A sustainable neuromorphic framework for disease diagnosis using digital medical imaging
Background and objective:
In the diagnosis of medical images, neural network classifications can support rapid diagnosis together with existing imaging methods. Although current state-of-the-art deep learning methods can contribute to this image recognition, the aim of the present study is to develop a general classification framework with brain-inspired neural networks. Following this intention, spiking neural network models, also known as third-generation models, are included here to capitalize on their sparse characteristics and capacity to significantly decrease energy consumption. Inspired by the recent development of neuromorphic hardware, a sustainable neural network framework is proposed, leading to an energy reduction down to a thousandth compared to the current state-of-the-art second-generation counterpart of artificial neural networks. Making use of sparse signal transmissions as in the human brain, a neuromorphic algorithm for imaging diagnostics is introduced.
Methods:
A novel, sustainable, brain-inspired spiking neural network is proposed to perform the multi-class classification of digital medical images. The framework comprises branched and densely connected layers described by a Leaky-Integrate and Fire (LIF) neuron model. Backpropagation of discontinuous spiking activations in the forward pass is achieved by surrogate gradients, in this case, fast sigmoid. The data for the spiking neural network is encoded into binary spikes with a latency encoding strategy. The proposed model is evaluated on a publicly available dataset of digital X-rays of chest and compared with an equivalent classical neural network. The models are trained using enhanced and pre-processed X-ray images and are evaluated based on classification metrics.
Results:
The proposed neuromorphic framework had an extremely high classification accuracy of 99.22 on an unseen test set, together with high precision and recall figures.
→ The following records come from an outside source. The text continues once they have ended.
PR #455, opened 2025-04-16
Main

GSmithApps:
## What was changed
Minor things in the readme

## Why?
General housekeeping

## Note to maintainers
Please change whatever you see fit. Thank you!


cretz (approved):
Accepting mostly blindly because the ultimate goal is to remove this README in favor of proper docs.temporal.io. Can you confirm that any of your edits don't also need to be made there? Should prioritize getting whatever information you think was missing here added there.

PR #466, opened 2025-04-24
Worker Deployment Versioning

### LINKED ISSUE #437: [Feature Request] Support New Worker Versioning API
We need to add annotations to workflows to support the new versioning APIs. Refer to temporalio/features#548 for the Go equivalents.

There are some designs for all SDK languages (including .NET) here: https://docs.google.com/document/d/1QGacjnlFwrfFtAvv9besx6sEdr36kJ3zQ9J7bGLRwk4/edit?usp=sharing

Sushisource:
## What was changed
Added the annotations and options for worker-deployment-based versioning

## Why?
New feature in all SDKs

## Checklist

1. Closes https://github.com/temporalio/sdk-dotnet/issues/437

2. How was this tested:
New & existing tests

3. Any docs updates needed?


Sushisource:
Ready for review, but will have one small addition of version override options on start workflow after https://github.com/temporalio/api/pull/579 is merged

src/Temporalio.Extensions.Hosting/TemporalWorkerServiceId.cs
```diff
@@ -0,0 +1,12 @@
+namespace Temporalio.Extensions.Hosting
+{
+    /// <summary>
+    /// Represents the unique identifier for a hosted Temporal Worker service.
+    /// </summary>
+    public record TemporalWorkerServiceId(
```
cretz: Pedantic I know, but can we call this "Identifier" so we don't get it confused with our user uses of "ID" and "identity"?

src/Temporalio.Extensions.Hosting/TemporalWorkerServiceId.cs
```diff
@@ -0,0 +1,12 @@
...
+        string TaskQueue,
+        string? Version,
+        bool IsBuildId)
+    {
+    }
```
cretz:
```suggestion
        bool IsBuildId);
```

I think this should work, unsure

src/Temporalio.Extensions.Hosting/TemporalWorkerService.cs
```diff
@@ -113,27 +114,107 @@ public TemporalWorkerService(
...
+        : this(
+                new TemporalWorkerServiceId(
+                    taskQueueAndDeploymentVersion.TaskQueue,
+                    taskQueueAndDeploymentVersion.DeploymentVersion?.ToCanonicalString(),
+                    false),
+                optionsMonitor,
+                existingClient,
+                loggerFactory)
+        {
+        }
```
cretz: I think this whole constructor can be deleted. The only reason the other existed was for DI (though users could technically call it directly), so I think the next constructor is good enough.

src/Temporalio.Extensions.Hosting/TemporalWorkerServiceId.cs
```diff
@@ -0,0 +1,12 @@
+namespace Temporalio.Extensions.Hosting
+{
+    /// <summary>
+    /// Represents the unique identifier for a hosted Temporal Worker service.
+    /// </summary>
+    public record TemporalWorkerServiceId(
+        string TaskQueue,
+        string? Version,
+        bool IsBuildId)
```
cretz:
```suggestion
        bool VersionIsBuildId)
```

Made it a bit clearer to me, but not a big deal. Alternatively could accept optional and mutually exclusive build ID _and_ `WorkerDeploymentVersion`, e.g.:

```csharp
public record TemporalWorkerServiceIdentifier(
    string TaskQueue,
    string? UnversionedBuildId,
    WorkerDeploymentVersion? Version)
{
    public TemporalWorkerServiceIdentifier(string taskQueue, string? unversionedBuildId = null)
        : this(taskQueue, unversionedBuildId, null)
    {
    }

    public TemporalWorkerServiceIdentifier(string taskQueue, WorkerDeploymentVersion version)
        : this(taskQueue, null, version)
    {
    }
}
```

But not a big deal

src/Temporalio/Worker/TemporalWorkerOptions.cs
```diff
@@ -109,15 +109,26 @@ public TemporalWorkerOptions()
         /// If unset, the default is
         /// <c>Assembly.GetEntryAssembly().ManifestModule.ModuleVersionId</c>.
         /// </summary>
+        /// <remarks>Exclusive with <see cref="DeploymentOptions"/>.</remarks>
+        [Obsolete("Use DeploymentOptions instead")]
```
cretz, line 113: Is this obsolete? People may still want this build ID even without versioning, correct?

src/Temporalio/Worker/TemporalWorkerOptions.cs
```diff
@@ -109,15 +109,26 @@ public TemporalWorkerOptions()
...
         public bool UseWorkerVersioning { get; set; }
 
+        /// <summary>
+        /// Gets or sets the deployment options for this worker.
+        /// </summary>
+        /// <remarks>WARNING: Deployment-based versioning is experimental and APIs may
+        /// change.</remarks>
+        public WorkerDeploymentOptions? DeploymentOptions { get; set; }
```
cretz, line 131:
```suggestion
        public WorkerDeploymentOptions? Deployment { get; set; }
```

In cases where we have sub-options, we don't usually put the `Options` suffix on the property name (but maybe we do inconsistently somewhere I didn't check)

src/Temporalio/Worker/TemporalWorkerOptions.cs
cretz, line 1: Can you update `Clone` to deep-clone the deployment options? Can see `TemporalConnectionOptions/Clone` for an example of how we've done this

src/Temporalio/Bridge/src/worker.rs
```diff
@@ -48,14 +47,43 @@ pub struct WorkerOptions {
...
-    use_worker_versioning: bool,
     max_concurrent_workflow_task_polls: u32,
     nonsticky_to_sticky_poll_ratio: f32,
     max_concurrent_activity_task_polls: u32,
     nondeterminism_as_workflow_fail: bool,
     nondeterminism_as_workflow_fail_for_types: ByteArrayRefArray,
 }
 
+#[repr(C)]
+pub enum WorkerVersioningStrategy {
```
cretz, line 58: I personally think how Rust/cbingen translates Rust enums to C tagged unions is a bit gross from a pure C API POV (unless there is a real memory concern making us want to use unions). Same with slot suppliers at #372 though I didn't think to look at the time. Not a big deal of course, though I do prefer mutually exclusive fields checked at runtime (e.g. how we take three mutually exclusive types of metrics in `MetricsOptions`). Don't have to change anything.

src/Temporalio/Bridge/src/worker.rs
```diff
@@ -807,13 +835,35 @@ impl TryFrom<&WorkerOptions> for temporal_sdk_core::WorkerConfig {
...
+                                    deployment_name: dopts.version.deployment_name.to_string(),
+                                    build_id: dopts.version.build_id.to_string(),
+                                },
+                                use_worker_versioning: dopts.use_worker_versioning,
+                                default_versioning_behavior: match dopts.default_versioning_behavior {
+                                    0 => None,
+                                    1 => Some(temporal_sdk_core_protos::temporal::api::enums::v1::VersioningBehavior::Pinned),
+                                    2 => Some(temporal_sdk_core_protos::temporal::api::enums::v1::VersioningBehavior::AutoUpgrade),
+                                    _ => bail!("Invalid default versioning behavior {}", dopts.default_versioning_behavior),
+                                }
```
cretz: Is there some int-to-enum thing we can do here dynamically instead of us remembering to come back and update this match?

src/Temporalio/Bridge/OptionsExtensions.cs
```diff
@@ -450,16 +450,66 @@ public static Interop.WorkerOptions ToInteropOptions(
...
-                }
                 var entryAssembly = Assembly.GetEntryAssembly() ??
                     throw new ArgumentException("Unable to get assembly manifest ID for build ID");
                 buildId = entryAssembly.ManifestModule.ModuleVersionId.ToString();
+                buildIdAutoDetermined = true;
+            }
+            Interop.WorkerVersioningStrategy versioningStrategy;
+            if (options.DeploymentOptions != null)
+            {
+                if (options.DeploymentOptions.Version == null)
```
cretz, line 467: Should we also check that `options.UseWorkerVersioning` is `false`?

cretz, line 467: Should we also check that `buildIdAutodetermined` is `true`? We're not even using the `buildId` local var when using deployment options so why default it above? Revisiting this, I think the logic needs to change to more clearly differentiate deployment options vs non-deployment options.

src/Temporalio/Workflows/WorkflowDefinition.cs
```diff
@@ -104,6 +109,16 @@ private WorkflowDefinition(
...
 
+        /// <summary>
+        /// Gets the versioning behavior.
+        /// </summary>
+        public VersioningBehavior? VersioningBehavior { get; private init; }
+
+        /// <summary>
+        /// Gets the dynamic configuration method.
+        /// </summary>
+        public Func<object?, WorkflowDefinitionOptions>? DynamicConfigMethod { get; private init; }
```
cretz:
```suggestion
        public Func<object?, WorkflowDefinitionOptions>? DynamicOptionsMethod { get; private init; }
```

cretz: What happens if I access `Workflow.Instance` inside this method? I think we should update `WorkflowInstance` to have `WorkflowDefinitionsOptions` be an internal property that is lazily created on first access. And that property can be used by all uses of failure exception types and versioning behaviors instead of having special fields for dynamic/runtime forms of those.

src/Temporalio/Workflows/WorkflowDefinition.cs
```diff
@@ -286,6 +304,27 @@ public static WorkflowDefinition Create(
                         runMethod = method;
                     }
                 }
+                if (method.IsDefined(typeof(WorkflowDynamicOptionsAttribute), false))
```
cretz, line 307: Did we decide whether any workflow can define this or if only dynamic workflows can? If any, I wonder if the term "dynamic" is confusing. I wonder if `[WorkflowOptionsProvider]` or something is a better name.

src/Temporalio/Workflows/WorkflowDefinitionOptions.cs
```diff
@@ -0,0 +1,35 @@
...
+    /// <summary>
+    /// Additional options for a workflow definition that may be returned by
+    /// a function annotated with <see cref="WorkflowDynamicOptionsAttribute"/>.
+    /// </summary>
+    public class WorkflowDefinitionOptions
+    {
+        /// <summary>
+        /// Gets the types of exceptions that, if a workflow-thrown exception extends, will
+        /// cause the workflow/update to fail instead of suspending the workflow via task failure.
+        /// These are applied in addition to
```
cretz, line 15: Somewhere need to clarify if set, this replaces any value set on the `WorkflowAttribute`

src/Temporalio/Workflows/WorkflowDefinitionOptions.cs
```diff
@@ -0,0 +1,35 @@
...
+        /// all others. But this default may change in the future.
+        /// </remarks>
+        public Type[]? FailureExceptionTypes { get; init; }
+
+        /// <summary>
+        /// Gets the versioning behavior to use for this workflow.
+        /// </summary>
+        /// <remarks>WARNING: Deployment-based versioning is experimental and APIs may
+        /// change.</remarks>
+        public VersioningBehavior VersioningBehavior { get; init; }
```
cretz: Need to clarify if not left unspecified, this overwrites any value set on the `WorkflowAttribute`

src/Temporalio/Workflows/WorkflowDefinition.cs
```diff
@@ -286,6 +304,27 @@ public static WorkflowDefinition Create(
...
+                    if (method.ReturnType != typeof(WorkflowDefinitionOptions))
+                    {
+                        throw new ArgumentException($"WorkflowDynamicOptions method {method} must return WorkflowDefinitionOptions");
+                    }
+                    var parameters = method.GetParameters();
+                    if (parameters.Length != 0)
+                    {
+                        throw new ArgumentException($"WorkflowDynamicOptions method {method} must take no parameters");
+                    }
+                    dynamicOptionsMethod = instance => (WorkflowDefinitionOptions)method.Invoke(instance, null)!;
```
cretz, line 334: Add one more check here that makes sure `dynamicOptionsMethod` isn't already set (i.e. we only allow one of these)

tests/Temporalio.Tests/TestUtils.cs
```diff
@@ -224,4 +225,60 @@ public record CaptureMetric<T>(string Name, string? Unit, string? Description)
 
         public void Set(T value, object tags) => Values.Enqueue((value, (Dictionary<string, object>)tags));
     }
-}
\ No newline at end of file
+
+    public static async Task<Temporalio.Api.WorkflowService.V1.SetWorkerDeploymentRampingVersionResponse>
```
cretz, line 229: Arguably this utility and that last one doesn't provide much value vs inlining the call heh

tests/Temporalio.Tests/TestUtils.cs
```diff
@@ -224,4 +225,60 @@ public record CaptureMetric<T>(string Name, string? Unit, string? Description)
...
+            {
+                Namespace = client.Options.Namespace,
+                DeploymentName = version.DeploymentName,
+                Version = version.ToCanonicalString(),
+                ConflictToken = conflictToken,
+                Percentage = rampPercentage,
+            });
+    }
+
+    public static async Task<Temporalio.Api.WorkflowService.V1.DescribeWorkerDeploymentResponse>
```
cretz, line 249: I'd personally toss this in `AssertMore` and call it `EventuallyWorkerDeploymentPresentAsync` or something, but no biggie

src/Temporalio.Extensions.Hosting/TemporalWorkerServiceId.cs
Sushisource: Eh, they're not really mutually exclusive though. It's no safer.

src/Temporalio/Worker/TemporalWorkerOptions.cs
Sushisource: We're going to move people towards using a deployment, even if versioning is off.

src/Temporalio/Worker/TemporalWorkerOptions.cs
Sushisource: I think it makes more sense here, because of the use versioning flag inside. Deployment implies just the name part

src/Temporalio/Bridge/src/worker.rs
Sushisource: Nothing that will be guaranteed to be caught at compile time. I would need linear types.

src/Temporalio.Extensions.Hosting/TemporalWorkerServiceId.cs
cretz: Just a bit more confusing that `Version` isn't `Version`, it's sometimes `BuildId`. Maybe we can just do the boolean property name change.

src/Temporalio/Worker/TemporalWorkerOptions.cs
cretz: I see. Then I think the `AddHostedTemporalWorker(this IServiceCollection services, string taskQueue, string? buildId = null)` overload of the DI creator should be delegating to the `WorkerDeploymentOptions` overload instead of setting this option.

src/Temporalio/Bridge/src/worker.rs
cretz: Not following exactly. A value of `3` here isn't caught at compile time either. An invalid integer here I think is a runtime error.

src/Temporalio/Bridge/OptionsExtensions.cs
Sushisource: It never gets autodetermined here because they have to provide version, which means they have to provide build id. The autodetermined thing is used for the `UseWorkerVersioning`/fallback cases. 

I have added the stuff to enforce mutual exclusion which makes it more clear

cretz: I see. I wonder if we should check that `options.BuildId` is null then if it is ignored in these cases

src/Temporalio.Extensions.Hosting/TemporalHostingServiceCollectionExtensions.cs
```diff
@@ -62,23 +63,96 @@ public static ITemporalWorkerServiceOptionsBuilder AddHostedTemporalWorker(
         public static ITemporalWorkerServiceOptionsBuilder AddHostedTemporalWorker(
             this IServiceCollection services, string taskQueue, string? buildId = null)
         {
+            // TODO: Review - We probably need to deprecate buildId param & add deployment version?
```
cretz: If the `BuildId` worker option is deprecated, this should be too IMO

src/Temporalio.Extensions.Hosting/TemporalHostingServiceCollectionExtensions.cs
```diff
@@ -62,23 +63,96 @@ public static ITemporalWorkerServiceOptionsBuilder AddHostedTemporalWorker(
...
                 ActivatorUtilities.CreateInstance<TemporalWorkerService>(
-                    provider, (TaskQueue: taskQueue, BuildId: buildId)));
+                    provider, new TemporalWorkerServiceIdentifier(taskQueue, buildId, true)));
             return new TemporalWorkerServiceOptionsBuilder(taskQueue, buildId, services).ConfigureOptions(
                 options =>
                 {
                     options.TaskQueue = taskQueue;
+#pragma warning disable 0618
                     options.BuildId = buildId;
+#pragma warning restore 0618
```
cretz, line 80: If this is deprecated, does that mean that there's a way to use `WorkerDeploymentOptions` to represent "just build ID"? Otherwise, how do I represent just build ID in a non-deprecated way if I don't care about deployment name and won't ever enable versioning? And if I can do that, why does this not just call that overload?

src/Temporalio.Extensions.Hosting/TemporalWorkerServiceOptions.cs
```diff
@@ -53,15 +53,15 @@ public override object Clone()
         /// Get an options name for the given task queue and build ID.
         /// </summary>
         /// <param name="taskQueue">Task queue.</param>
-        /// <param name="buildId">Build ID.</param>
+        /// <param name="version">Worker Depoyment version or Build ID.</param>
```
cretz:
```suggestion
        /// <param name="version">Worker Deployment version or Build ID.</param>
```

src/Temporalio.Extensions.Hosting/TemporalWorkerService.cs
```diff
@@ -113,27 +114,72 @@ public TemporalWorkerService(
         /// WARNING: Do not rely on the signature of this constructor, it is for DI container use
         /// only and may change in incompatible ways.
         /// </remarks>
-        [ActivatorUtilitiesConstructor]
         public TemporalWorkerService(
             (string TaskQueue, string? BuildId) taskQueueAndBuildId,
             IOptionsMonitor<TemporalWorkerServiceOptions> optionsMonitor,
             ITemporalClient? existingClient = null,
             ILoggerFactory? loggerFactory = null)
+        : this(
```
cretz, line 122: If the `BuildId` worker option is deprecated, this constructor should be too IMO

src/Temporalio.Extensions.Hosting/TemporalWorkerService.cs
```diff
@@ -113,27 +114,72 @@ public TemporalWorkerService(
...
+                if (options.BuildId != serviceId.Version)
+                {
+                    throw new InvalidOperationException(
+                        $"BuildID '{serviceId.Version ?? "<unset>"}' on constructor different than '{options.BuildId ?? "<unset>"}' on options");
+                }
+#pragma warning restore 0618
+            }
+            else
+            {
+                if (options.DeploymentOptions?.Version?.ToCanonicalString() != serviceId.Version)
```
cretz, line 178: Should there be a check to ensure `options.BuildId` is `null` and `options.UseVersioning` is `false` here? Meaning, if they are using new versioning, shouldn't they not be setting the old values away from their default?

src/Temporalio.Extensions.Hosting/TemporalWorkerServiceOptionsBuilder.cs
```diff
@@ -32,13 +33,30 @@ public TemporalWorkerServiceOptionsBuilder(string taskQueue, string? buildId, IS
...
+            TaskQueue = taskQueue;
+            DeploymentOptions = deploymentOptions;
+            Services = services;
+        }
+
         /// <inheritdoc />
         public string TaskQueue { get; private init; }
 
         /// <inheritdoc />
         public string? BuildId { get; private init; }
```
cretz, line 58: I think we should deprecate all uses of `BuildId` in the DI stuff if it's deprecated for the non-DI stuff

src/Temporalio/Workflows/IWorkflowContext.cs
```diff
@@ -78,6 +83,12 @@ internal interface IWorkflowContext
         /// </summary>
         object Instance { get; }
 
+        /// <summary>
+        /// Gets the options defined by the <see cref="WorkflowDynamicOptionsAttribute" /> annotated
+        /// method, if any.
+        /// </summary>
+        WorkflowDefinitionOptions? DynamicDefinitionOptions { get; }
```
cretz: I don't think we need to expose this to users

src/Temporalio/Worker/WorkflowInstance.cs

The framework achieves this accuracy, all the while consuming 1000 times less electrical power than classical neural network architectures.
Conclusion:
Though there is a loss of information due to encoding, the proposed neuromorphic framework has achieved accuracy close to its second-generation counterpart. Therefore, the benefit of the proposed framework is the high accuracy of classification while consuming a thousandth of the power, enabling a sustainable and accessible add-on for the available diagnostic tools, such as medical imaging equipment, to achieve rapid diagnosis.